WORK INSTRUCTION:
Output the full set of records exactly.

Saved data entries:
Content starts

PR #249, opened 2024-10-24
Constructorsv2

DerThorsten:


include/sparrow/layout/primitive_array.hpp
```diff
@@ -130,6 +176,106 @@ namespace sparrow
...
+            }
+            else{
+                // set bit to 0
+                bitmap_ptr[i / 8] &= ~(1 << (i % 8));
+            }
+            ++value_iter;
+            ++is_non_null_iter;
+        }
+        arrow_proxy proxy{std::move(arr), std::move(schema)};
+        return proxy;
```
Alex-PLACET, line 237: Please use arrow_array_schema_factory.hpp instead

include/sparrow/array.hpp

Content ends

ANSWER TO THIS PROBLEM:
PR #249, opened 2024-10-24
Constructorsv2

DerThorsten:


include/sparrow/layout/primitive_array.hpp
```diff
@@ -130,6 +176,106 @@ namespace sparrow
...
+            }
+            else{
+                // set bit to 0
+                bitmap_ptr[i / 8] &= ~(1 << (i % 8));
+            }
+            ++value_iter;
+            ++is_non_null_iter;
+        }
+        arrow_proxy proxy{std::move(arr), std::move(schema)};
+        return proxy;
```
Alex-PLACET, line 237: Please use arrow_array_schema_factory.hpp instead

include/sparrow/array.hpp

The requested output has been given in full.